Kevin Crompton plays drums and percussion in Vancouver synth pop band Images in Vogue. Crompton begins experimenting more with sound, specifically synthesisers and tape loops, and looks to branch out into a different project. He meets Kevin Ogilvie and Wilhelm Shroeder (later to become Bill Leeb, of Vancouver industrial unit Frontline Assembly), and Skinny Puppy is born. Kevin Crompton assumes the name cEvin Key, and begins jamming with Ogilvie, who changes his name to Nivek Ogre. Key works primarily on the instrumentation and rhythm, while Ogre steps forward as lead vocalist, and also contributes some percussion and synth work. Shroeder is brought in as a keyboardist for gigs and is listed as "guest artist" for much of their studio work. Influenced by bands such as Throbbing Gristle, Kraftwerk and Nocturnal Emissions, the experimental side of music production serves as a driving force behind the mechanics of Skinny Puppy. Late in the year, a self-produced limited-edition cassette entitled Back and Forth is released independently. Apparently, only 35 copies are printed, but more are rumoured to have circulated later.
Skinny Puppy signs to newly-formed independent Vancouver label Nettwerk. While recording at Vancouver's Mushroom Studios, the band becomes acquainted with record producer and sound engineer Dave "Rave" Ogilvie (no relation to Ogre). Key had worked with Ogilvie during the Images in Vogue sessions, and as Puppy's producer, engineer and live sound technician, Dave "Rave" would remain an integral part throughout the band's career; he's often referred to as the fourth member. Their first official release, an EP entitled Remission, showcases Skinny Puppy's emerging signature sound — a collage of aggressive, "effected" vocals, layers of sound, and sampled fragments of dialogue and sound. Shortly after, Key leaves Images In Vogue. The band makes their debut live performance by breaking into a Vancouver art gallery. cEvin Key explains, "It was at a speakeasy art gallery without any art, just a bunch of party people. It was at a place called Unovis. Our friend who had the key to the place went away that day, so we broke in and set up. We went to see Alien Sex Fiend play, and then at three a.m. we played to about 300 people, including Alien Sex Fiend. It was the birth of the live SP."

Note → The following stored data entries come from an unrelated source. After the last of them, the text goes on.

PR #12702, opened 2020-03-23
{Core} Add . in prefix for operation handler

Juliehzl:
**History Notes:**  

---
`Description:`
`ResourceType` is defined as enum with the following structure for each element:
`DATA_STORAGE = ('azure.multiapi.storage', None)`

If we have two Resource Types named `DATA_STORAGE` and `DATA_STORAGESYNC` with the following definition:
```
DATA_STORAGESYNC = ('azure.multiapi.storagesync.', None)
DATA_STORAGE = ('azure.multiapi.storage.', None)
```
and the following api versions in latest profile:
```
ResourceType.DATA_STORAGESYNC: '2015-12-01',
ResourceType.DATA_STORAGE: '2016-09-01',
```
For the command type with `operations_tmpl = 'azure.mgmt.storagesync.operations#ManagementPoliciesOperations.{}'`, the condition will be fit for resource type `DATA_STORAGE` in original code and CLI will go into the path `azure.multiapi.storage` 
 with api version defined in  `DATA_STORAGE`, not `azure.multiapi.storagesync` :
https://github.com/Azure/azure-cli/blob/ac20369eb7465e56f2b6043b131230310786ec02/src/azure-cli-core/azure/cli/core/__init__.py#L537-L540

But the right api version should be in `ResourceType.DATA_STORAGESYNC`.
With the change, we can prevent such scenario and go into  azure-multiapi-storagesync package as expected.

### DIFF
--- a/src/azure-cli-core/azure/cli/core/__init__.py
+++ b/src/azure-cli-core/azure/cli/core/__init__.py
@@ -534,7 +534,7 @@ class AzCommandsLoader(CLICommandsLoader):  # pylint: disable=too-many-instance-
         from azure.cli.core.profiles._shared import get_versioned_sdk_path
 
         for rt in AZURE_API_PROFILES[self.cli_ctx.cloud.profile]:
-            if operation.startswith(rt.import_prefix):
+            if operation.startswith(rt.import_prefix + '.'):
                 operation = operation.replace(rt.import_prefix,
                                               get_versioned_sdk_path(self.cli_ctx.cloud.profile, rt,
                                                                      operation_group=operation_group))


yonzhan:
add to S167

haroldrandom:
May I have some contexts?

src/azure-cli-core/azure/cli/core/__init__.py
```diff
@@ -534,7 +534,7 @@ def get_op_handler(self, operation, operation_group=None):
         from azure.cli.core.profiles._shared import get_versioned_sdk_path
 
         for rt in AZURE_API_PROFILES[self.cli_ctx.cloud.profile]:
-            if operation.startswith(rt.import_prefix):
+            if operation.startswith(rt.import_prefix + '.'):
```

Bites, their debut full-length, is released on Nettwerk. From the outset, the band demonstrates a strong connection to the animal kingdom; Bites is supposedly written from the point of view of a dog. The band quickly makes a name for themselves as mood-makers; their music evokes nightmarish images while exposing the underbelly of an imperfect world. With songs such as "Smothered Hope" and "Assimilate," their audience learns that filling the dance floor is not Puppy's primary objective; the agenda is more about creating thought-provoking music with a potent message. Bites helps them move beyond a tape-trading community and with Nettwerk's international push, the band begins to build a loyal following. They embark upon their first North American tour, where their visual and performance ambitions first mesh with the music. The tour incorporates huge stage sets, including deranged-looking props and buckets of home-made blood. Their true nature as performance artists begins to emerge.

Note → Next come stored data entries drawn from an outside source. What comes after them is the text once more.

PR #12712, opened 2020-03-23
[SQL] Sql midb Add: update/show long term retention policy,  show/delete long term retention backups, restore long term retention backup 

xaliciayang:


yonzhan:
add to S167

src/azure-cli/azure/cli/command_modules/sql/custom.py
```diff
@@ -2699,10 +2731,128 @@ def get_short_term_retention_mi(
...
+        yearly_retention=None,
+        week_of_year=None):
+    '''
+    Updates long term retention for managed database
+    '''
+    if not (weekly_retention or monthly_retention or yearly_retention):
+        raise CLIError('Please specify retention setting(s).')
+
+    if yearly_retention and not week_of_year:
+        raise CLIError('Please specify week of year for yearly retention.')
```
arrownj: We can also put these in a separate validator. Anyway, it is also ok to put it here.

src/azure-cli/azure/cli/command_modules/sql/_params.py
```diff
@@ -1500,6 +1533,39 @@ def _configure_security_policy_storage_params(arg_ctx):
...
+        c.argument('week_of_year',
+                    help='The Week of Year, 1 to 52, to save for the Yearly Retention.')
+
+    with self.argument_context('sql midb long-term-retention-backup') as c:
+        c.argument('location_name',
+                    arg_type=get_location_type(self.cli_ctx))
+
+        c.argument('resource_group_name',
+                   required=False,
+                   help='If specified, the resource group the for which a managed instance/database resource belongs to.')
```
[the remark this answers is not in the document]
xaliciayang: dropped instances are not associated with a resource group; so user can specify RG or not depending on which database they want to get a backup from

src/azure-cli/azure/cli/command_modules/sql/tests/latest/test_sql_commands.py
```diff
@@ -3194,6 +3194,77 @@ def test_sql_managed_db_short_retention(self, resource_group, resource_group_loc
                      self.check('retentionDays', '{retention_days_dec}')])
 
 
+class SqlManagedInstanceDbLongTermRetentionScenarioTest(ScenarioTest):
```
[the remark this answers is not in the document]
xaliciayang: yes, that is coming

src/azure-cli/azure/cli/command_modules/sql/custom.py
```diff
@@ -2628,6 +2630,36 @@ def managed_db_restore(
         parameters=kwargs)
 
 
+def managed_db_restore_ltr_backup(
+        cmd,
+        client,
+        database_name,
+        managed_instance_name,
+        resource_group_name,
+        backup_id,
```
pixia: why do you need database_name, managed_instance_name and resource_group_name?

It looks like backup_id is the ltr backup resource id ?

src/azure-cli/azure/cli/command_modules/sql/custom.py
```diff
@@ -2628,6 +2630,36 @@ def managed_db_restore(
...
+        target_managed_instance_name=None,
+        target_resource_group_name=None,
+        **kwargs):
+    '''
+    Restores a managed db from an LTR backup (i.e. create with 'RestoreLongTermRetentionBackup' create mode.)
+    '''
+
+    kwargs['location'] = _get_managed_instance_location(
+        cmd.cli_ctx,
+        managed_instance_name=managed_instance_name,
```
pixia: shouldn't this be managed_instance_name=target_managed_instance_name?

src/azure-cli/azure/cli/command_modules/sql/custom.py
xaliciayang: Whatever is preferred; I'm okay with either.

src/azure-cli/azure/cli/command_modules/sql/commands.py
```diff
@@ -559,6 +561,11 @@ def load_command_table(self, _):
         g.command('list', 'list_by_instance')
         g.command('delete', 'delete', confirmation=True, supports_no_wait=True)
 
+    with self.command_group('sql midb ltr restore',
+                            managed_databases_operations,
+                            client_factory=get_sql_managed_databases_operations) as g:
+        g.custom_command('restore', 'managed_db_restore_ltr_backup', supports_no_wait=True)
```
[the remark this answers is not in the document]
xaliciayang: took out support_no_wait

src/azure-cli/azure/cli/command_modules/sql/custom.py
xaliciayang: yes

src/azure-cli/azure/cli/command_modules/sql/custom.py
xaliciayang: yes, backup_id is the ltr backup resource id 

the other *_name variables should all represent target resources.  fix on the way.

src/azure-cli/azure/cli/command_modules/sql/tests/latest/recordings/test_sql_managed_db_long_term_retention.yaml
```diff
@@ -0,0 +1,346 @@
...
+      User-Agent:
+      - python/3.8.2 (Windows-10-10.0.14393-SP0) msrest/0.6.11 msrest_azure/0.6.3
+        azure-mgmt-network/9.0.0 Azure-SDK-For-Python AZURECLI/2.2.0
+      accept-language:
+      - en-US
+    method: PUT
+    uri: https://api-dogfood.resources.windows-int.net/subscriptions/00000000-0000-0000-0000-000000000000/resourceGroups/clitest000001/providers/Microsoft.Network/routeTables/vcCliTestRouteTable?api-version=2019-11-01
+  response:
+    body:
+      string: '{"error":{"code":"NoRegisteredProviderFound","message":"No registered
```
xaliciayang: @arrownj can you weigh in on how to address this?  We spoke briefly on Teams about this but I want to make sure I'm running my unit tests correctly

src/azure-cli/azure/cli/command_modules/sql/tests/latest/test_sql_commands.py
```diff
@@ -3194,6 +3194,199 @@ def test_sql_managed_db_short_retention(self, resource_group, resource_group_loc
...
+                self.check('resourceGroup', '{rg}'),
+                self.check('managedInstance', '{managed_instance_name}'),
+                self.check('database', '{database_name}')])
+
+        # test delete long term retention backup
+        self.cmd(
+            'sql midb long-term-retention-backup delete -l {loc} -g {rg} --mi {managed_database_name} -n {database_name} --backup-name {backup_name}')
+        self.cmd('sql midb long-term-retention-backup list-by-database -l {loc} --mi {managed_instance_name} -n {database_name}',
+                 checks=[
+                     self.check(self, None)])
```
xaliciayang: is this the best way to verify nothing returns?

azure-cli1.pyproj
```diff
@@ -0,0 +1,1535 @@
+﻿<?xml version="1.0" encoding="utf-8"?>
```
pixia: do you need this file?

src/azure-cli/azure/cli/command_modules/sql/_params.py
```diff
@@ -82,8 +82,18 @@ def __init__(
...
-                                         TB=1024 * 1024 * 1024 * 1024)
+        self.unit_map = unit_map or dict(
+            B=1,
+            kB=1024,
+            MB=1024 *
+            1024,
+            GB=1024 *
+            1024 *
+            1024,
+            TB=1024 *
```
pixia: revert this change

pixia: Looks like your env setting made a lot of unnecessary change, I would suggest you to revert those changes to avoid any surprises.

src/azure-cli/azure/cli/command_modules/sql/_params.py
```diff
@@ -1483,22 +1647,62 @@ def _configure_security_policy_storage_params(arg_ctx):
...
-                   options_list=['--deleted-time'],
-                   help='If specified, shows retention days for a deleted database, instead of an existing database.'
-                   'Must match the deleted time of a deleted database on the source Managed Instance.')
+        c.argument(
+            'deleted_time',
+            options_list=['--deleted-time'],
+            help='If specified, shows retention days for a deleted database, instead of an existing database.'
+            'Must match the deleted time of a deleted database on the source Managed Instance.')
+
+    with self.argument_context('sql midb long-term-retention-policy set') as c:
```
pixia: do you also need sql midb long-term-retention-policy set show?

jaredmoo:
I would love if the length of `short-term-retention-policy` can be aggressively reduced in length. Try typing this 10 times in a row and I'm sure you would not want to be a customer using this command repeatedly :) Ergonomics is more important than clarify here - abbreviations can be easily explained with help text, as has been done for `sql mi`, `sql midb`, etc. My first idea is just `short-term`, but there are more possibilities.

src/azure-cli/azure/cli/command_modules/sql/commands.py
```diff
@@ -570,6 +577,30 @@ def load_command_table(self, _):
...
 
+    managed_database_long_term_retention_policies_operations = CliCommandType(
+        operations_tmpl='azure.mgmt.sql.operations#ManagedInstanceLongTermRetentionPoliciesOperations.{}',
+        client_factory=get_sql_managed_database_long_term_retention_policies_operations)
+
+    with self.command_group('sql midb long-term-retention-policy',
+                            managed_database_long_term_retention_policies_operations,
+                            client_factory=get_sql_managed_database_long_term_retention_policies_operations) as g:
+
+        g.custom_command('set', 'update_long_term_retention_mi', supports_no_wait=True)
```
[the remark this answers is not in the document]
xaliciayang: took out support_no_wait

azure-cli1.pyproj
xaliciayang: yes; removing

src/azure-cli/azure/cli/command_modules/sql/_params.py
xaliciayang: correct; for sql midb long-term-retention-policy show, we can use it "out of box" from the SDK

xaliciayang:
> I would love if the length of `short-term-retention-policy` can be aggressively reduced in length. Try typing this 10 times in a row and I'm sure you would not want to be a customer using this command repeatedly :) Ergonomics is more important than clarify here - abbreviations can be easily explained with help text, as has been done for `sql mi`, `sql midb`, etc. My first idea is just `short-term`, but there are more possibilities.

@jaredmoo I will talk to the code owners (I'm just doing long term retention) and see if we can get that cleaned up!  I think I'm going to be doing another PR with LTR for sterling DB's so I can fix up long-term-retention-policy then

src/azure-cli/azure/cli/command_modules/sql/_help.py
```diff
@@ -654,6 +667,76 @@
     text: az sql midb short-term-retention-policy show -g mygroup --mi myinstance -n mymanageddb --deleted-time "2018-05-20T05:34:22"
 """
 
+helps['sql midb long-term-retention-policy'] = """
```
Juliehzl: `long-term-retention-policy` may be too long for users to type in command line. Can we consider abbrevation for this?

src/azure-cli/azure/cli/command_modules/sql/_params.py
```diff
@@ -1476,29 +1476,133 @@ def _configure_security_policy_storage_params(arg_ctx):
...
+        create_args_for_complex_type(
+            c, 'parameters', ManagedDatabase, [
+                'weekly_retention',
+                'monthly_retention',
+                'yearly_retention',
+                'week_of_year'
```
Juliehzl: can we just use one parameter to define retention days with unit defined?

src/azure-cli/azure/cli/command_modules/sql/_params.py
```diff
@@ -1476,29 +1476,133 @@ def _configure_security_policy_storage_params(arg_ctx):
...
+        c.argument('yearly_retention',
+                   help='The Yearly Retention.'
+                   'If just a number is passed instead of an ISO 8601 string, days will be assumed as the units.'
+                   'There is a minimum of 7 days and a maximum of 10 years.')
+
+        c.argument('week_of_year',
+                   help='The Week of Year, 1 to 52, to save for the Yearly Retention.')
+
+    with self.argument_context('sql midb long-term-retention-backup') as c:
+        c.argument('location_name',
```
Juliehzl: location is required for backup show, right? may I know why location is required but no resource group?

src/azure-cli/azure/cli/command_modules/sql/_params.py
```diff
@@ -1476,29 +1476,133 @@ def _configure_security_policy_storage_params(arg_ctx):
...
+                   required=True,
+                   arg_type=get_location_type(self.cli_ctx))
+
+        c.argument('resource_group_name',
+                   required=False,
+                   help='If specified, the resource group that the managed instance/database resource belongs to.')
+
+    with self.argument_context('sql midb long-term-retention-backup show') as c:
```
Juliehzl: What does the --ids mean in your command?
image
Typically if you want to use id part in your command, the --ids should be id of backup, and --name should be backup name.

src/azure-cli/azure/cli/command_modules/sql/_params.py
```diff
@@ -1476,29 +1476,133 @@ def _configure_security_policy_storage_params(arg_ctx):
...
+        c.argument('backup_name',
+                   options_list=['--backup-name', '-b'],
+                   required=True,
+                   help='The long term retention backup name.')
+
+    with self.argument_context('sql midb long-term-retention-backup list-by-database') as c:
```
Juliehzl: May I know  why --location is required for this command?

src/azure-cli/azure/cli/command_modules/sql/_params.py
```diff
@@ -1476,29 +1476,133 @@ def _configure_security_policy_storage_params(arg_ctx):
...
+        c.argument('database_state',
+                   required=False,
+                   help='\'All\', \'Live\', or \'Deleted\'')
+
+        c.argument('only_latest_per_database',
```
Juliehzl: `--only-latest-per-database` is too long as parameter. Can you give a short name for this parameter?

src/azure-cli/azure/cli/command_modules/sql/custom.py
```diff
@@ -2628,6 +2628,32 @@ def managed_db_restore(
...
+    '''
+    kwargs['location'] = _get_managed_instance_location(
+        cmd.cli_ctx,
+        managed_instance_name=target_managed_instance_name,
+        resource_group_name=target_resource_group_name)
+
+    kwargs['create_mode'] = CreateMode.restore_long_term_retention_backup.value
+    kwargs['long_term_retention_backup_resource_id'] = long_term_retention_backup_resource_id
+
+    return client.create_or_update(
```
Juliehzl: Is this operation a long running operation?

src/azure-cli/azure/cli/command_modules/sql/custom.py
```diff
@@ -2628,6 +2628,32 @@ def managed_db_restore(
...
+        **kwargs):
+    '''
+    Restores a managed database from a long term retention backup.
+    '''
+    kwargs['location'] = _get_managed_instance_location(
+        cmd.cli_ctx,
+        managed_instance_name=target_managed_instance_name,
+        resource_group_name=target_resource_group_name)
+
+    kwargs['create_mode'] = CreateMode.restore_long_term_retention_backup.value
```
Juliehzl: Should we expose the restore mode to users? Currently you are hard-code the mode with longtermretention, what if point in time restore?

xaliciayang: Sure; it looked like the command "sql midb restore" already hard-coded PITR, so I just did something similar with "sql midb ltr restore"

src/azure-cli/azure/cli/command_modules/sql/_help.py
xaliciayang: yep, planning to shorten

src/azure-cli/azure/cli/command_modules/sql/_params.py
xaliciayang: No matter what, a LTR backup resource id will include a location.  

For resource group - for example, if a server is dropped, then the resources on that server are also dropped, and therefore they are all disassociated with any resource group.  However, in this case we'd still like the LTR backup to be available.

src/azure-cli/azure/cli/command_modules/sql/_params.py
xaliciayang: location is required to find the right server/db to list LTR backups for

src/azure-cli/azure/cli/command_modules/sql/_params.py
xaliciayang: noted

src/azure-cli/azure/cli/command_modules/sql/_params.py
xaliciayang: It's a little more complex than that.  "Weekly retention" means how long each weekly backup should be kept; "monthly retention" means how long each monthly backup should be kept; "yearly backup" means how long to keep a backup that happens during "week_of_year". 

More info: https://docs.microsoft.com/en-us/azure/sql-database/sql-database-long-term-retention or just message me if this is confusing!

src/azure-cli/azure/cli/command_modules/sql/_params.py
xaliciayang: How do I remove --ids from resource Id arguments? For this function I'm just using the get operation from python sdk.

src/azure-cli/azure/cli/command_modules/sql/custom.py
xaliciayang: yes - where should the wait command go?

xaliciayang:
@Juliehzl 

> I have several suggestions for command design:
> 
> 1. Can we consider shorter name for commands? currently the name is too long.
> 2. It looks long-term-retention-policy/backup/ltr are related command groups. It will be better if we can group them together.
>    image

After the tour, Shroeder leaves to form Frontline Assembly, and is replaced by Dwayne Rudolph Goettel, a former member of Edmonton bands Voice and the Pinstripe Club (later known as Psyche). He is a classically-trained pianist, and his presence in the new line-up adds a more melodic element to Skinny Puppy's work. In the studio, the band continues to experiment with musical technology, now digital as well as analog. Mind: The Perpetual Intercourse is quite different from their previous work; it very obviously showcases Goettel's influence. The album is initially successful and will, in retrospect, be widely accepted as ahead of its time. The band tours North America even more extensively. More successful than Bites, the Mind:TPI tour helps establish them globally in the electronic/experimental and underground music scenes. For the first of what will be a long and varied list of side projects throughout Skinny Puppy's career, cEvin Key hooks up with Edward Ka-Spel of industrial band the Legendary Pink Dots. Key does sound for a Ka-Spel solo show (as he opens for Puppy) and the two begin recording less abrasive, ambient efforts together as the Tear Garden.